== SOURCE DATA

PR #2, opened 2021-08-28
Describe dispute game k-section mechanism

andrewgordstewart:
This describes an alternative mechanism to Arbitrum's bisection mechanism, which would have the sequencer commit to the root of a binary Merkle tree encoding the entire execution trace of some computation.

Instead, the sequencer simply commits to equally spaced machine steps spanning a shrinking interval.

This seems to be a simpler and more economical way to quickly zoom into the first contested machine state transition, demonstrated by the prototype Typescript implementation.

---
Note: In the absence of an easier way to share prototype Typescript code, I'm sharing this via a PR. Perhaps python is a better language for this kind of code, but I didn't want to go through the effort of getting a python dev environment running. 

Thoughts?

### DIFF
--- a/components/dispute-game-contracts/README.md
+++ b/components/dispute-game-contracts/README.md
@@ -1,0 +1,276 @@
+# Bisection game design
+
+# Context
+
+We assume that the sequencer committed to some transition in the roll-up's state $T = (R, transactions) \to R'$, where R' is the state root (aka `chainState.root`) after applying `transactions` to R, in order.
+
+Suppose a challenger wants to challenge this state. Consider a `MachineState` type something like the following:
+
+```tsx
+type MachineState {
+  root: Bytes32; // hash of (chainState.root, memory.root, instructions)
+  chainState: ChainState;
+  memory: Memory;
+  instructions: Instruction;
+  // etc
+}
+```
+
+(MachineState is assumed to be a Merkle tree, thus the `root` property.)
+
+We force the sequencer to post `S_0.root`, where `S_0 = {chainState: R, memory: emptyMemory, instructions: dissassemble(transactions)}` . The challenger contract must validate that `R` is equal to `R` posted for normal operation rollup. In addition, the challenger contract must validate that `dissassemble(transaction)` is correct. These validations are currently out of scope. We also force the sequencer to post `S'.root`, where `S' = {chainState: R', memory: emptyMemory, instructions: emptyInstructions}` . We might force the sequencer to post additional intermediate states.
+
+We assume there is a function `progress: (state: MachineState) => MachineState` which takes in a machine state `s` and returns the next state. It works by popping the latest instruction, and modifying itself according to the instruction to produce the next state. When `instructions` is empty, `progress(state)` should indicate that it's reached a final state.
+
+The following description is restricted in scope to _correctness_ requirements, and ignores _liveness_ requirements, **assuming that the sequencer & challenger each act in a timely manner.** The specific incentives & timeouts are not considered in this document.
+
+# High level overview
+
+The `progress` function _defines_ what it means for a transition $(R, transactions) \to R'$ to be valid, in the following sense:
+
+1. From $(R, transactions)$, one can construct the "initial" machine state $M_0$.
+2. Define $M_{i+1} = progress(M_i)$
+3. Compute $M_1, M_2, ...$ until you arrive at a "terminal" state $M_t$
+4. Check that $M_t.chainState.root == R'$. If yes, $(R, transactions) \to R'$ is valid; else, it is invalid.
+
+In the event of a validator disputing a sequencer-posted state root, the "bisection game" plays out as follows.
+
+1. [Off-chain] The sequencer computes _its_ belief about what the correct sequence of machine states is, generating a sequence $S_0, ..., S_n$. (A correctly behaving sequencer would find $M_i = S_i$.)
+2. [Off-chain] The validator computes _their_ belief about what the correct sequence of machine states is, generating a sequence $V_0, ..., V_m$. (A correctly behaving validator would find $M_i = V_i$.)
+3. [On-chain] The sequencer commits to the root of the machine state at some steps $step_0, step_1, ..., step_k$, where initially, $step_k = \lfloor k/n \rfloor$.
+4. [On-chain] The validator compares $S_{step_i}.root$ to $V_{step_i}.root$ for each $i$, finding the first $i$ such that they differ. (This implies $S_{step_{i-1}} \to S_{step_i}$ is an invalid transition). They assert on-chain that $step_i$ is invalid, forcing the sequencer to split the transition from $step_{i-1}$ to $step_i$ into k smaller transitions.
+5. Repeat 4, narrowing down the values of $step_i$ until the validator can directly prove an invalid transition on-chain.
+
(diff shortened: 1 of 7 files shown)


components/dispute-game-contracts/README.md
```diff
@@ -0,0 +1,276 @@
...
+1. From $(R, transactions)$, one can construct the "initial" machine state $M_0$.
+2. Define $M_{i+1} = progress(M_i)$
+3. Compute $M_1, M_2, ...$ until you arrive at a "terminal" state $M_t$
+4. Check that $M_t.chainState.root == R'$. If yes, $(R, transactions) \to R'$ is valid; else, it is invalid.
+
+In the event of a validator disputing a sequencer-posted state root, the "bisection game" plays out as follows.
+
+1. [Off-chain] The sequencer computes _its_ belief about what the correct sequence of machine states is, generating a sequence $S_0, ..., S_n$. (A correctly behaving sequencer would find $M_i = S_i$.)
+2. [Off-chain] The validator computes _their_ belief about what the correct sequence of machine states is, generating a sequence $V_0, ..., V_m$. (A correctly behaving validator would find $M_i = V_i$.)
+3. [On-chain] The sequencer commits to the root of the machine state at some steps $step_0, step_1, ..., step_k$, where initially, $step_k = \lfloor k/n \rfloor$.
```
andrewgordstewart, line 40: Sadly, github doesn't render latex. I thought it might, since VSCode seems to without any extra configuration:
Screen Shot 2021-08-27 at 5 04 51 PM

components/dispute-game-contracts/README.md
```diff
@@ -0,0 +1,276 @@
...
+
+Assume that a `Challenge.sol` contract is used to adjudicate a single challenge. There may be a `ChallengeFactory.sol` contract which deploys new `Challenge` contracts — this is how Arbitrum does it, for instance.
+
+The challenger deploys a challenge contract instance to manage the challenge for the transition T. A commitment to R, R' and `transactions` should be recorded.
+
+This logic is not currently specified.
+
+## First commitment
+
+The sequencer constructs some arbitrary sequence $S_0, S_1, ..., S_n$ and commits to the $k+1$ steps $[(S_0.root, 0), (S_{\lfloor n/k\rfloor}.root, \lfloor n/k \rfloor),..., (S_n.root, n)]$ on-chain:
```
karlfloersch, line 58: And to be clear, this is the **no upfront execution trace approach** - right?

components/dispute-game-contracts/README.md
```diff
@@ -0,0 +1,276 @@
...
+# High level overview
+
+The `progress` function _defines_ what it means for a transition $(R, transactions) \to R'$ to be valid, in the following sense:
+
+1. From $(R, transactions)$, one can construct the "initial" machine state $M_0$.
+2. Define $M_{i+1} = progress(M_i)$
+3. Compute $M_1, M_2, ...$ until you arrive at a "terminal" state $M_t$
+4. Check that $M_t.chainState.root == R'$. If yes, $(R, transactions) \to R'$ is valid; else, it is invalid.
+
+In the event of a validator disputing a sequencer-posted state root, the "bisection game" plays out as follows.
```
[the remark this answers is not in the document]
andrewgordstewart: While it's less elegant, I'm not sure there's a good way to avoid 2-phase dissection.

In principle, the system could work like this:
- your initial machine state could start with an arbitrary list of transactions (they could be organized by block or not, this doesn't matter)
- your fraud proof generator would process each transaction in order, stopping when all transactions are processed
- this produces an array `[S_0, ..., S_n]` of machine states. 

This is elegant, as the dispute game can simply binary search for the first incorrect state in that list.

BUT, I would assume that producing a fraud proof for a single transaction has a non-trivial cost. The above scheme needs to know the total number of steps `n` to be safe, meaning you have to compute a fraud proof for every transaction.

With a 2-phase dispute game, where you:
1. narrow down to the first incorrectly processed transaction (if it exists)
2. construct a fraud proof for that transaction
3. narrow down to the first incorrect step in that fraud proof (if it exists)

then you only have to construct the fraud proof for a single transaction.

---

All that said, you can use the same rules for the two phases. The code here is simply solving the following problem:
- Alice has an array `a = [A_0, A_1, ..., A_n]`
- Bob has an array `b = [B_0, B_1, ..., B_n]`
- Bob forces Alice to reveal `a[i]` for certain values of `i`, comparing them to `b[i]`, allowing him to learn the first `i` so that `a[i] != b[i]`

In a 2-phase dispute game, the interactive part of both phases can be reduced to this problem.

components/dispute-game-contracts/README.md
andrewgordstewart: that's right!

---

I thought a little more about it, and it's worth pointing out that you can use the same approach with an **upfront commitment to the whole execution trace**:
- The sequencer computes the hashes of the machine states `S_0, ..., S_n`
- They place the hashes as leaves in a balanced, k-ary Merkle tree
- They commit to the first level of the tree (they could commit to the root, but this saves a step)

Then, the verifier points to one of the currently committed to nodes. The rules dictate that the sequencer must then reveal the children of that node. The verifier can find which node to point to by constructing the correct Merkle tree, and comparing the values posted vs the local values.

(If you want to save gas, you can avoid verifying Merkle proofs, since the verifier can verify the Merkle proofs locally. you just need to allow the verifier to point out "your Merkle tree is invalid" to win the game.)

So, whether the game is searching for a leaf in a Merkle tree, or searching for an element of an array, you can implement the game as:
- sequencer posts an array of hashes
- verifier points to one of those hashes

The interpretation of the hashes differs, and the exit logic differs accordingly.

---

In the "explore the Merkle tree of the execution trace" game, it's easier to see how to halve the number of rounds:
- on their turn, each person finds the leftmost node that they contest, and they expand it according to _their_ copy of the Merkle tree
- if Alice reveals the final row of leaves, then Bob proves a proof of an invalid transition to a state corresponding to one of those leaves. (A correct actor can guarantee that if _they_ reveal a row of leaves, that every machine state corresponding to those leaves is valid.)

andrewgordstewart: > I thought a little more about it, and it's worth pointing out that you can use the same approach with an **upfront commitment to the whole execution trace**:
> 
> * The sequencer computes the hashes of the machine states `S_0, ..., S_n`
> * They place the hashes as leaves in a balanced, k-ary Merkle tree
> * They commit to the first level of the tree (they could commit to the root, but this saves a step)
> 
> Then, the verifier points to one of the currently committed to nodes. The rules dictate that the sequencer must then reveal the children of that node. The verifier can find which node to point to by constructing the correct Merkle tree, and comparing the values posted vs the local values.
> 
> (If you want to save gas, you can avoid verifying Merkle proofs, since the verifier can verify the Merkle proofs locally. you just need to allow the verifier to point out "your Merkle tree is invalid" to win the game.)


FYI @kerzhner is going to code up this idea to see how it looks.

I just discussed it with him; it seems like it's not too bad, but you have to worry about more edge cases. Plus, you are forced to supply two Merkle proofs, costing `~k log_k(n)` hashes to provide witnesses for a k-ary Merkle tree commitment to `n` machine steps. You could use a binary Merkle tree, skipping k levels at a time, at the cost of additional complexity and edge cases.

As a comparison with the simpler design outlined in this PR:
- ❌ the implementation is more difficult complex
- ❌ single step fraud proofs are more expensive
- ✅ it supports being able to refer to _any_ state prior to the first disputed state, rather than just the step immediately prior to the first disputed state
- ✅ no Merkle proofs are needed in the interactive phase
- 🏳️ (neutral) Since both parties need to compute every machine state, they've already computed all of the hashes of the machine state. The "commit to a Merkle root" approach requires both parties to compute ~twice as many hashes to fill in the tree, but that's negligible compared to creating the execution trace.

====

REQUIRED WORK =>
Beginning with the line containing "- They commit" and ending with the line containing "- if Alice reveals", extract those lines exactly from the listing above, and only those.

EXERCISE RESULT =>
- They commit to the first level of the tree (they could commit to the root, but this saves a step)

Then, the verifier points to one of the currently committed to nodes. The rules dictate that the sequencer must then reveal the children of that node. The verifier can find which node to point to by constructing the correct Merkle tree, and comparing the values posted vs the local values.

(If you want to save gas, you can avoid verifying Merkle proofs, since the verifier can verify the Merkle proofs locally. you just need to allow the verifier to point out "your Merkle tree is invalid" to win the game.)

So, whether the game is searching for a leaf in a Merkle tree, or searching for an element of an array, you can implement the game as:
- sequencer posts an array of hashes
- verifier points to one of those hashes

The interpretation of the hashes differs, and the exit logic differs accordingly.

---

In the "explore the Merkle tree of the execution trace" game, it's easier to see how to halve the number of rounds:
- on their turn, each person finds the leftmost node that they contest, and they expand it according to _their_ copy of the Merkle tree
- if Alice reveals the final row of leaves, then Bob proves a proof of an invalid transition to a state corresponding to one of those leaves. (A correct actor can guarantee that if _they_ reveal a row of leaves, that every machine state corresponding to those leaves is valid.)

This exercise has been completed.